9. A drone identification system, characterized in that, The system employs a drone identification method as described in any one of claims 1-8, comprising a data acquisition module, a relationship model establishment module, and a situation determination and identification method selection module; The data acquisition module collects basic information about the target area, divides the dangerous time periods of the target area based on the attributes of the target area, obtains the theoretical limit recognition boundary distance between the dangerous time periods and the normal time periods, collects the types of UAV recognition methods and historical recognition records of the target area, establishes a UAV recognition basic information database, and records the dangerous time periods and basic data of UAV recognition methods in the target area. The relationship model building module, based on the historical identification records of UAV identification methods in the target area, constructs a relationship model between the distance of suspicious targets and the identification success rate under different weather conditions for different single identification methods and combined identification methods.
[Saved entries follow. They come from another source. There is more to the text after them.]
PR #89, opened 2024-02-28
feat: refund rpc

jackstar12:
- feat: `RefundSwap` rpc
- feat: database lock


cmd/boltzcli/commands.go
```diff
@@ -899,6 +899,22 @@ func createSwap(ctx *cli.Context) error {
...
+	ArgsUsage: "id addresss",
+	Action:    requireNArgs(2, refundSwap),
+}
+
+func refundSwap(ctx *cli.Context) error {
+	client := getClient(ctx)
+	id := ctx.Args().First()
+	address := ctx.Args().Get(1)
+	_, err := client.RefundSwap(id, address)
+	return err
```
michael1011, line 915: It would be nice to print the transaction id

PR #92, opened 2024-03-07
fix: proper semver version check

jackstar12:


cmd/boltzd/version.go
```diff
@@ -7,33 +7,32 @@ import (
...
 
 const minLndVersion = "0.15.0"
 const minClnVersion = "0.23.0"
-const minBoltzVersion = "2.3.0"
+const minBoltzVersion = "3.4.0"
 
 func checkVersion(name string, version string, minVersion string) {
-	versionInt, err := parseVersion(version)
-
+	parsed, err := semver.NewVersion(version)
```
michael1011, line 18: Some tests would be nice to ensure that we don't have regressions here

cmd/boltzd/version.go
```diff
@@ -7,33 +7,32 @@ import (
...
-	checkVersion("LND", info.Version, minLndVersion)
+	// remove the commit part from the version
+	version := strings.Split(info.Version, " ")[0]
+	checkVersion("LND", version, minLndVersion)
 }
 
 func checkClnVersion(info *lightning.LightningInfo) {
-	version, _ := strings.CutPrefix(info.Version, "v")
-	checkVersion("CLN", version, minClnVersion)
+	checkVersion("CLN", info.Version, minClnVersion)
```
michael1011, line 35: Test cases for CLN `v23.11.2-modded` and `v23.11rc3`

michael1011 (changes requested):

utils/version.go
```diff
@@ -0,0 +1,26 @@
...
+	// strip cln rc
+	version = strings.Split(version, "rc")[0]
+	version = strings.Split(version, "-")[0]
+
+	parsed, err := semver.NewVersion(version)
+	if err != nil {
+		return fmt.Errorf("Could not parse %s version %s: %s", name, version, err.Error())
+	}
+
+	if parsed.LessThan(semver.MustParse(minVersion)) {
```
michael1011, line 22: `MustParse` panics on error. Not a fan. Could we use the function that returns an error and handle it gracefully?

michael1011 (approved):
One minor thing

PR #93, opened 2024-03-07
refactor: use proper message type for autoswap config instead of json

jackstar12:


rpcserver/autoswap.go
```diff
@@ -119,20 +102,56 @@ func (server *routedAutoSwapServer) ReloadConfig(ctx context.Context, _ *empty.E
...
+//			FailureBackoff:      request.FailureBackoff,
+//			Budget:              request.Budget,
+//			BudgetInterval:      request.BudgetInterval,
+//			Currency:            boltz.ParseCurrency(request.Currency),
+//			Type:                request.Type,
+//			PerChannel:          request.PerChannel,
+//			Wallet:              request.Wallet,
+//			MaxSwapAmount:       request.MaxSwapAmount,
+//		}, nil
+//	}
```
michael1011, line 149: rm

autoswap/config.go
```diff
@@ -58,30 +66,22 @@ func (b Balance) String() string {
...
-	Type                boltz.SwapType
-	PerChannel          bool
-	Wallet              string
-	MaxSwapAmount       uint64
-
-	maxBalance   Balance
-	minBalance   Balance
-	strategy     Strategy
-	strategyName string
+	*SerializedConfig
```
michael1011, line 72: Wouldn't it be smarter to have this as a function so that in case a value is changed, we can call a function and get the latest version of the serialized version?

michael1011 (changes requested):

autoswap/config.go
jackstar12: You mean like this?
https://github.com/BoltzExchange/boltz-client/pull/93/files/4fa62f7756b63ad5b27c627d825c08061b260597#r1517672007
Well need all the fields in the go version aswell in that case

PR #94, opened 2024-03-08
feat: return_immediately parameter for reverse swap creation

jackstar12:


boltzrpc/boltzrpc.proto
```diff
@@ -410,14 +410,16 @@ message CreateReverseSwapRequest {
     Pair pair = 4;
     repeated string chan_ids = 5;
     optional string wallet = 6;
+    // The daemon will return immediately after zero conf swaps aswell.
```
michael1011, line 413: Didn't always return instantly for 0-conf? Could you elaborate a little bit about the different behaviours here?

boltzrpc/boltzrpc.proto
```diff
@@ -410,14 +410,16 @@ message CreateReverseSwapRequest {
...
 message CreateReverseSwapResponse {
     string id = 1;
     string lockup_address = 2;
-    uint32 routing_fee_milli_sat = 3 [deprecated = true];
 
-    // Only populated when 0-conf is accepted
-    string claim_transaction_id = 4 [deprecated = true];
+    // Only populated when 0-conf is accepted and return_immediately is set to false
+    uint64 routing_fee_milli_sat = 3;
+    string claim_transaction_id = 4;
```
michael1011, line 422: Make them optional when they are optional

michael1011, line 422: Also put the comment in this line so that it gets populated to the docs for both values

michael1011 (changes requested):

boltzrpc/boltzrpc.proto
jackstar12: Correct. And if this isnt set to true it will keep doing it, so its backwards compatible.
Clients who implement the update stream dont want that blocking call so they set it to true

boltzrpc/boltzrpc.proto
jackstar12: i think this would be a breaking change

It obtains the relationship between the target distance and the identification success rate of single identification methods and combined identification methods under different weather conditions, and calculates the current usage cost of different methods. The situation determination and identification method selection module compares and determines the initial detection distance and theoretical limit identification boundary distance of the current suspicious target based on the initial detection distance, theoretical limit identification boundary distance, and weather conditions, as well as the target distance, success rate, and cost of different single and combined identification methods. Based on the determination result, it selects a utility function to output the current optimal determination distance and identification method for UAV identification of the suspicious target.